The consumer rebalance happens whenever there is a change in the metadata information of a consumer group.
Adding more consumers (scaling in your words) in a group is one such change and triggers a rebalance. During this change, each consumer will be re-assigned partitions and therefore will not know which offsets to commit until the re-assignment is complete. Now, the StickyAssignor
does try and ensure that the previous assignment gets preserved as much as possible but the rebalance will still be triggered and even distribution of partitions will take precedence over retaining previous assignment. (Reference - Kafka Documentation)
Rest, the exception's message is self-explanatory that while the rebalance is happening some of the operations are prohibited.
How to avoid such situations?
This is a tricky one because Kafka needs rebalancing to be able to work effectively. There are a few practices you could use to avoid unnecessary impact:
- Increase the polling time -
max.poll.interval.ms
- so the possibility of experiencing these exceptions is reduced.

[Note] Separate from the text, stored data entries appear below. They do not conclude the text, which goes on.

PR #2250, opened 2026-06-12
[STG-2279] fix(cli): quote win32 npx spawn + bound skills installer stages

shrey150:
## Summary

Linear: https://linear.app/browserbase/issue/STG-2279/fix-windows-skills-add-npx-quoting-and-bound-installer-timeouts

Fixes `browse skills add` on Windows (cmd.exe spawn quoting) and bounds the two unbounded skills-installer stages (the `npx skills add` child and the catalog/file fetches).

## Impact if merged

skills.add is effectively broken for a meaningful share of Windows users — every default `C:\Program Files\nodejs` Node install fails, because the npx child is spawned through cmd.exe with an unquoted path. Windows devs are a smaller slice of the CLI base, but skill installers are the single highest-value cohort in our telemetry: significantly higher engagement and multi-day retention than non-installers, and skills.find→add is an agent-facing funnel (a large share of finders attempt an install within the hour). This also bounds the two unbounded installer stages (npx child: 180s; catalog fetches: 10s) — today they can hang forever, feeding the slow-failure retry loops that dominate telemetry volume.

## Implementation notes

**Root cause.** `findExecutable` resolves `npx` via PATH+PATHEXT to `npx.cmd` on Windows, and `spawnPassthrough` spawns it with `shell: true` (required for `.cmd`/`.bat` shims). Node's `shell: true` joins command+args **unquoted** into `cmd.exe /d /s /c "..."`, so `C:\Program Files\nodejs\npx.cmd` splits at the space and cmd executes `C:\Program` → `'C:\Program' is not recognized` → exit 1. Install-path args under `C:\Users\<First Last>\...` break the same way.

**Why not `shell: false`.** Spawning a `.cmd` directly with `shell: false` throws `EINVAL` on all current Node versions — the CVE-2024-27980 hardening (Node 18.20.x / 20.12.x / 21.7.x+) forbids spawning batch files without a shell because cmd.exe argument splitting cannot be made injection-safe generically. So the shell path is mandatory for `.cmd` shims, and the args must be quoted for cmd.

**Quoting semantics.** `quoteForCmdShell` wraps tokens containing whitespace, quotes, or cmd metacharacters (`^ & | < >`) in double quotes, doubling embedded quotes. Node wraps the joined string in outer quotes after `/d /s /c`; with `/s`, cmd strips only those outer quotes and executes the inner, correctly-quoted line:

```
before:  cmd.exe /d /s /c "C:\Program Files\nodejs\npx.cmd --yes skills add C:\Users\First Last\..."
after:   cmd.exe /d /s /c ""C:\Program Files\nodejs\npx.cmd" --yes skills add "C:\Users\First Last\...""
```

**Alternative considered.** Resolving `npx-cli.js` next to `npx.cmd` and spawning `process.execPath` with `shell: false` would avoid cmd quoting entirely, but the `npx.cmd` → `npx-cli.js` relative layout differs across npm versions and Node distribution channels (nvm-windows, Volta, Scoop shims, fnm), so it trades a well-understood quoting rule for fragile path archaeology. The quoting approach is smaller and matches what cross-platform tools (e.g. `cross-spawn`) do.

**Bounding the installer stages.**
- `spawnPassthrough` now enforces a 180s deadline: SIGTERM, then SIGKILL after 5s if the child ignores it. A timed-out install fails with a clear message and a distinct `skill_install_timeout` result code through the existing `fail`/`resultCode` plumbing from #2210.
- The catalog file-list fetch, the direct-Blob HEAD probe, and skill-file downloads now use `AbortSignal.timeout(10s)`. An aborted catalog fetch is classified exactly like a network failure (`unavailable`), preserving the existing fallback semantics.
- Both deadlines are env-overridable (`BROWSE_SKILLS_INSTALL_TIMEOUT_MS`, `BROWSE_SKILLS_FETCH_TIMEOUT_MS`), following the module's existing `BROWSE_SKILLS_*` override pattern; this is also what makes the deadlines provable end-to-end in tests.

## E2E Test Matrix

All commands ran against the locally built CLI (`<local build>/bin/run.js`) on macOS (darwin/arm64).

| --- | --- | --- |
| **Windows execution** (one-time `windows-latest` before/after run: [actions/runs/27448084696](https://github.com/browserbase/stagehand/actions/runs/27448084696)) | System Node at `C:\Program Files\nodejs` (no setup-node), `where npx` → `C:\Program Files\nodejs\npx.cmd`. **main:** `browse skills install` → exit 1, verbatim `'C:\Program' is not recognized as an internal or external command`. **PR head d2e909899:** exit 0, `Installed 1 skill`, `~\.agents\skills\browse\SKILL.md` present; win32 vitest gate (quoting + shim + spawnPassthrough timeout) 10/10 passed. | Closes the Windows gap with a real before/after on the same runner layout (win25-vs2026): the exact predicted failure reproduces on main and the PR build installs end-to-end. Full evidence in the [validation comment](https://github.com/browserbase/stagehand/pull/2250#issuecomment-4696289105). |
| `browse skills find flights` (real catalog) | exit 0; returned `google.com/search-flights-ts4g1f` with full metadata | Proves catalog discovery is unaffected. |
| `browse skills add google.com/search-flights-ts4g1f` (real catalog, real `npx`) | exit 0; `Downloaded 2 skill files to <config dir>`; `npx skills add` installed the skill ("Installed 1 skill ... Done!") | Proves the darwin install path (quoting branch not taken) still works end-to-end with the new deadline code in place — no regression. |
| Quoting before/after for `C:\Program Files\nodejs\npx.cmd` (unit tests + helper output) | before: `C:\Program Files\nodejs\npx.cmd --yes skills add C:\Users\First Last\...` (unquoted → cmd runs `C:\Program`); after: `"C:\Program Files\nodejs\npx.cmd" --yes skills add "C:\Users\First Last\..."` | Reproduces the bug shape and asserts the exact corrected command line, incl. embedded-quote doubling, `& \| ^ < >` metachars, and the empty token. Static proof only — see Windows row. |
| Hung `npx` stub (`exec /bin/sleep 600`) + `BROWSE_SKILLS_INSTALL_TIMEOUT_MS=2000` → `browse skills install` | exit 1 after 2s elapsed (timed): `Skill install timed out after 2s waiting for \`npx skills add\`...` | Proves the deadline kills a hung child and surfaces the timeout failure (`skill_install_timeout` flows through the same `fail` plumbing verified in #2210). Also covered by `spawnPassthrough` unit tests (timeout + non-timeout control). |
| Hung catalog server (accepts, never responds) at **default timeouts** → `browse skills add google.com/search-flights-ts4g1f` with stubbed `npx` | exit 0 after 21s (10s API fetch abort + 10s Blob HEAD abort); npx stub invoked with `--yes skills add browserbase/browse.sh --skill google.com/search-flights-ts4g1f` | Proves a hung catalog aborts at the 10s default and the catalog-unavailable fallback semantics are preserved. Previously this hung forever. Also covered by a fast CLI-level test with `BROWSE_SKILLS_FETCH_TIMEOUT_MS=500`. |
| `npx vitest run` (packages/cli) | 15 files, 224 tests passed (incl. 13 in skills-install.test.ts) | Full CLI suite green; supporting evidence only. |
| `pnpm lint` (packages/cli) | exit 0 (prettier + eslint + tsc) | Supporting evidence only. |

**Windows gap closed:** a one-time `windows-latest` before/after run ([actions/runs/27448084696](https://github.com/browserbase/stagehand/actions/runs/27448084696), details in the [validation comment](https://github.com/browserbase/stagehand/pull/2250#issuecomment-4696289105)) reproduced the exact `'C:\Program' is not recognized` failure on main and verified `browse skills install` succeeds end-to-end on this PR's build with the default `C:\Program Files\nodejs` system Node. Full Windows vitest: 205/224 passed; all 17 failures are pre-existing POSIX test-harness assumptions (`#!/bin/sh` npx stubs etc.), identical by construction on main.

---
## Summary by cubic
Fixes Windows failures in `browse skills add` by quoting the `npx` command when spawned via cmd.exe and bounding installer/fetch stages to prevent hangs. Also runs the full CLI test suite on Linux and Windows via a matrix job. Addresses Linear: STG-2279.

- **Bug Fixes**
  - Quote command and args when spawning `.cmd`/`.bat` through the shell, so `C:\Program Files\nodejs\npx.cmd` and paths with spaces work.
  - Add a 180s deadline to `npx skills add` (SIGTERM, then SIGKILL) and a 10s abort for catalog/file fetches; both overridable via `BROWSE_SKILLS_INSTALL_TIMEOUT_MS` and `BROWSE_SKILLS_FETCH_TIMEOUT_MS`; install timeouts surface `skill_install_timeout`.
  - Run the full CLI suite on `ubuntu-latest` and `windows-latest` via a matrix; POSIX-only tests are guarded via `itPosix`/`describePosix` so Windows gets full coverage without brittle CI filters.

<sup>Written for commit 9fe60b7964d2dc9f9ccc4e03f6f982bcc2cb7f75. Summary will update on new commits.</sup>

<a href="https://cubic.dev/pr/browserbase/stagehand/pull/2250?utm_source=github" target="_blank" rel="noopener noreferrer" data-no-image-dialog="true"><picture><source media="(prefers-color-scheme: dark)" srcset="https://www.cubic.dev/buttons/review-in-cubic-dark.svg"><source media="(prefers-color-scheme: light)" srcset="https://www.cubic.dev/buttons/review-in-cubic-light.svg">Review in cubic</picture></a>

### DIFF
--- a/.github/workflows/ci.yml
+++ b/.github/workflows/ci.yml
@@ -351,13 +351,12 @@ jobs:
           use-prebuilt-artifacts: "true"
           restore-turbo-cache: "false"
 
-      # Targeted Windows gate: the platform-specific spawn/quoting tests that
-      # guard the cmd.exe npx invocation. The rest of the CLI suite still has
-      # POSIX-only harness assumptions (#!/bin/sh stubs), so it stays on the
-      # ubuntu job until the harness is made cross-platform.
-      - name: Run win32 CLI tests
-        shell: bash
-        run: pnpm --filter=browse exec vitest run tests/skills-install.test.ts -t "quoteForCmdShell|spawnPassthrough|uses a shell for Windows command shims"
+      # Runs the full CLI suite on Windows. POSIX-only tests opt out at the test
+      # site via the itPosix/describePosix helpers (tests/helpers/platform.ts),
+      # so coverage is on by default — a new test runs here unless it explicitly
+      # skips. No test-name knowledge lives in this workflow.
+      - name: Run CLI Tests
+        run: pnpm exec turbo run test:cli --filter=browse
 
   run-evals-unit-tests:
     name: Evals Unit Tests
--- a/.github/workflows/ci.yml
+++ b/.github/workflows/ci.yml
@@ -319,10 +319,14 @@ jobs:
           retention-days: 1
 
   run-cli-tests:
-    name: CLI Tests
-    runs-on: ubuntu-latest
+    name: CLI Tests (${{ matrix.os }})
+    runs-on: ${{ matrix.os }}
     needs: [run-build, determine-changes]
     if: needs.determine-changes.outputs.cli == 'true'
+    strategy:
+      fail-fast: false
+      matrix:
+        os: [ubuntu-latest, windows-latest]
     steps:
       - uses: actions/checkout@34e114876b0b11c390a56381ad16ebd13914f8d5 # v4.3.1
         with:
@@ -333,28 +337,10 @@ jobs:
           use-prebuilt-artifacts: "true"
           restore-turbo-cache: "false"
 
-      - name: Run CLI Tests
-        run: pnpm exec turbo run test:cli --filter=browse
-
-  run-cli-tests-win32:
-    name: CLI Tests (win32)
-    runs-on: windows-latest
-    needs: [run-build, determine-changes]
-    if: needs.determine-changes.outputs.cli == 'true'
-    steps:
-      - uses: actions/checkout@34e114876b0b11c390a56381ad16ebd13914f8d5 # v4.3.1
-        with:
-          fetch-depth: 1
-
-      - uses: ./.github/actions/setup-node-pnpm-turbo
-        with:
-          use-prebuilt-artifacts: "true"
-          restore-turbo-cache: "false"
-
-      # Runs the full CLI suite on Windows. POSIX-only tests opt out at the test
+      # Runs the full CLI suite on each OS. POSIX-only tests opt out at the test
       # site via the itPosix/describePosix helpers (tests/helpers/platform.ts),
-      # so coverage is on by default — a new test runs here unless it explicitly
-      # skips. No test-name knowledge lives in this workflow.
+      # so coverage is on by default — a new test runs on every OS unless it
+      # explicitly skips. No test-name knowledge lives in this workflow.
       - name: Run CLI Tests
         run: pnpm exec turbo run test:cli --filter=browse
 
--- a/.github/workflows/ci.yml
+++ b/.github/workflows/ci.yml
@@ -336,6 +336,29 @@ jobs:
       - name: Run CLI Tests
         run: pnpm exec turbo run test:cli --filter=browse
 
+  run-cli-tests-win32:
+    name: CLI Tests (win32)
+    runs-on: windows-latest
+    needs: [run-build, determine-changes]
+    if: needs.determine-changes.outputs.cli == 'true'
+    steps:
+      - uses: actions/checkout@34e114876b0b11c390a56381ad16ebd13914f8d5 # v4.3.1
+        with:
+          fetch-depth: 1
+
+      - uses: ./.github/actions/setup-node-pnpm-turbo
+        with:
+          use-prebuilt-artifacts: "true"
+          restore-turbo-cache: "false"
+
+      # Targeted Windows gate: the platform-specific spawn/quoting tests that
+      # guard the cmd.exe npx invocation. The rest of the CLI suite still has
+      # POSIX-only harness assumptions (#!/bin/sh stubs), so it stays on the
+      # ubuntu job until the harness is made cross-platform.
+      - name: Run win32 CLI tests
+        shell: bash
+        run: pnpm --filter=browse exec vitest run tests/skills-install.test.ts -t "quoteForCmdShell|spawnPassthrough|uses a shell for Windows command shims"
+
   run-evals-unit-tests:
     name: Evals Unit Tests
     runs-on: ubuntu-latest
--- a/.changeset/win32-skills-add-quoting.md
+++ b/.changeset/win32-skills-add-quoting.md
@@ -1,0 +1,9 @@
+---
+"browse": patch
+---
+
+Fix `browse skills add` on Windows and bound the unbounded installer stages.
+
+- Quote the `npx` command and arguments when spawning through cmd.exe (`shell: true` for `.cmd`/`.bat` shims), so the default `C:\Program Files\nodejs\npx.cmd` path and install paths with spaces (e.g. `C:\Users\First Last\...`) no longer split at the space and fail with "'C:\Program' is not recognized".
+- Kill the `npx skills add` child after a 180s deadline (SIGTERM, then SIGKILL) and fail with a clear message and a distinct `skill_install_timeout` telemetry result code instead of hanging forever.
+- Bound the catalog and skill-file fetches with a 10s abort timeout, preserving the existing catalog-unavailable fallback semantics when a fetch hangs.
--- a/packages/cli/src/lib/skills/install.ts
+++ b/packages/cli/src/lib/skills/install.ts
@@ -63,6 +63,26 @@ type SkillFilesResult =
     };
 
 const maxCapturedOutputBytes = 2048;
+const defaultInstallTimeoutMs = 180_000;
+const defaultFetchTimeoutMs = 10_000;
+
+function envTimeoutMs(name: string, fallback: number): number {
+  const value = Number(process.env[name]);
+  return Number.isFinite(value) && value > 0 ? value : fallback;
+}
+
+function installTimeoutMs(): number {
+  return envTimeoutMs(
+    "BROWSE_SKILLS_INSTALL_TIMEOUT_MS",
+    defaultInstallTimeoutMs,
+  );
+}
+
+function fetchTimeoutSignal(): AbortSignal {
+  return AbortSignal.timeout(
+    envTimeoutMs("BROWSE_SKILLS_FETCH_TIMEOUT_MS", defaultFetchTimeoutMs),
+  );
+}
 
 export function parseSkillId(rawSkillId: string): ParsedSkillId {
   const parts = rawSkillId.split("/");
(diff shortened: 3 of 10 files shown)


shrey150:
## Win32 validation (one-time windows-latest run)

Closes the Windows verification gap called out in the E2E matrix. A throwaway workflow (`win32-skills-validation.yml`, on a now-deleted throwaway branch — PR diff untouched) ran a before/after on a GitHub-hosted `windows-latest` runner, deliberately **without** `actions/setup-node` so the CLI resolves the system Node at the space-containing default install path — the exact bug trigger.

**Run (green):** https://github.com/browserbase/stagehand/actions/runs/27448084696
- Repro on main (expected failure): https://github.com/browserbase/stagehand/actions/runs/27448084696/job/81137436168
- Verify PR head (expected success): https://github.com/browserbase/stagehand/actions/runs/27448084696/job/81137436160
- First iteration (same before/after results, full-suite step details): https://github.com/browserbase/stagehand/actions/runs/27447860478

### Runner layout (both jobs)

```
ImageOS=win25-vs2026 ImageVersion=20260608.135.2
node: v22.22.3  npm: 10.9.8
where.exe npx:
  C:\Program Files\nodejs\npx
  C:\Program Files\nodejs\npx.cmd
```

`npx` resolves under `C:\Program Files\nodejs` — the space-containing path from the telemetry cohort.

### Before — `origin/main`: `node packages/cli/bin/run.js skills install`

```
'C:\Program' is not recognized as an internal or external command,
operable program or batch file.
Could not install skill: 'C:\Program' is not recognized as an internal or external command,
operable program or batch file.
```

Exit code **1** — verbatim, the exact failure shape predicted in the PR description.

### After — PR head `d2e909899`: same command, same runner layout

```
◇  Found 1 skill
●  Installing to all 71 agents
◇  Installed 1 skill
   ✓ ~\.agents\skills\browse
└  Done!
```

Exit code **0**, and the job asserted the installed file exists: `C:\Users\runneradmin\.agents\skills\browse\SKILL.md`. (The one `✗ browse → PromptScript: PromptScript does not support global skill installation` line is upstream `npx skills` behavior for that agent target, identical on every platform — not Windows-related.)

### Windows vitest results (packages/cli, PR head)

| Suite | Result | Notes |
| --- | --- | --- |
| Win32-relevant gate: `vitest run tests/skills-install.test.ts -t "quoteForCmdShell\|spawnPassthrough\|uses a shell for Windows command shims"` | **10 passed, 3 skipped** | All quoting tests, shim detection, and both `spawnPassthrough` timeout tests (incl. "kills a hung child after the deadline", 522ms) pass natively on Windows — this also covers the install-timeout behavior, so no separate `BROWSE_SKILLS_INSTALL_TIMEOUT_MS` smoke was needed. |
| Full CLI suite: `vitest run` | 205 passed, 17 failed, 2 skipped (224) | All 17 failures are pre-existing POSIX assumptions in the test harness, not product code: 9 skills/skills-install tests stub `npx` as an extension-less `#!/bin/sh` script (unresolvable via PATHEXT on Windows → "`npx` is not installed") or `exec /bin/sleep`; the other 8 (cli-functions-contract ×3, cli-templates ×3, driver-foundation ×1, package-manifest ×1) have similar host-tooling/path assumptions. Same-by-construction on main and this PR. |

### Net

Same runner, same Node layout, same command: **main fails with the exact predicted `'C:\Program' is not recognized` error; this PR installs the skill end-to-end.** The Windows row in the E2E matrix is updated to point at this run.

ajmcquilkin (commented):
I have no idea if this works on Windows or not, I would want to see platform matrix E2E tests in CI to validate that this install works

.github/workflows/ci.yml
```diff
@@ -336,6 +336,29 @@ jobs:
...
+          use-prebuilt-artifacts: "true"
+          restore-turbo-cache: "false"
+
+      # Targeted Windows gate: the platform-specific spawn/quoting tests that
+      # guard the cmd.exe npx invocation. The rest of the CLI suite still has
+      # POSIX-only harness assumptions (#!/bin/sh stubs), so it stays on the
+      # ubuntu job until the harness is made cross-platform.
+      - name: Run win32 CLI tests
+        shell: bash
+        run: pnpm --filter=browse exec vitest run tests/skills-install.test.ts -t "quoteForCmdShell|spawnPassthrough|uses a shell for Windows command shims"
```
shrey150: only worry: is this too brittle of a filter? is there a better way to indicate win32 specific tests?

shrey150:
**Alternative considered: `cross-spawn`.** The canonical library for this class of Windows spawn bug is [`cross-spawn`](https://github.com/moxystudio/node-cross-spawn), and it's worth saying why we didn't reach for it here.

We chose the local `quoteForCmdShell` quoter instead because:
- `cross-spawn` isn't a drop-in — it does its own executable resolution (PATH/PATHEXT/shebang), which overlaps the `findExecutable` logic this PR already relies on. Adopting it means reworking/removing that resolution path too, i.e. a larger change than this targeted fix, touching code that's currently working and now verified on Windows.
- Swapping the spawn path would invalidate the one-time `windows-latest` before/after validation (the proof would no longer apply to the shipped code).
- The quoter is unit-tested for the inputs in play (default path, spaces, embedded-quote doubling, `& | ^ < >`, empty token) and those tests run natively on the win32 CI leg.

The main long-term argument for `cross-spawn` is security (the cmd.exe command-injection edge — the "BatBadBut"/CVE-2024-1874 class), but our exposure is low: the spawn inputs are a resolved npx path, fixed flags, a constrained skill ID, and a local install path — none arbitrary. If we later spawn more child processes cross-platform, or skill IDs become less trusted, migrating spawn → `cross-spawn` (which would also remove the custom quoting) is the better shape. Not blocking this fix on it.

.github/workflows/ci.yml
```diff
@@ -319,10 +319,14 @@ jobs:
...
-    name: CLI Tests
-    runs-on: ubuntu-latest
+    name: CLI Tests (${{ matrix.os }})
+    runs-on: ${{ matrix.os }}
     needs: [run-build, determine-changes]
     if: needs.determine-changes.outputs.cli == 'true'
+    strategy:
+      fail-fast: false
+      matrix:
+        os: [ubuntu-latest, windows-latest]
```
ajmcquilkin, line 329: Nit: long-term let's do macos too

ajmcquilkin (approved):
Approving with passing tests

.github/workflows/ci.yml
shrey150: Agreed — tracked as a backlog follow-up: [STG-2403](https://linear.app/browserbase/issue/STG-2403/add-macos-latest-to-cli-test-matrix). Keeping it out of this PR since macOS shares the POSIX/no-shell spawn path with the Linux leg (so it adds little coverage for this win32 fix) and macOS runners bill at 10x minutes — nice-to-have, not urgent.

- Decrease the number of poll records -
max.poll.records
or max.partition.fetch.bytes
- Try and utilise the latest version(s) of Kafka (or upgrade if you're using an old one) as many of the latest upgrades so far have made improvements to the rebalance protocol
- Use Static membership protocol to reduce rebalances
- Might consider configuring
group.initial.rebalance.delay.ms
for empty consumer groups (either for the first time deployment or destroyin everything and redeploying again)
These techniques can only help you reduce the unnecessary behaviour or exception but will NOT prevent rebalance completely.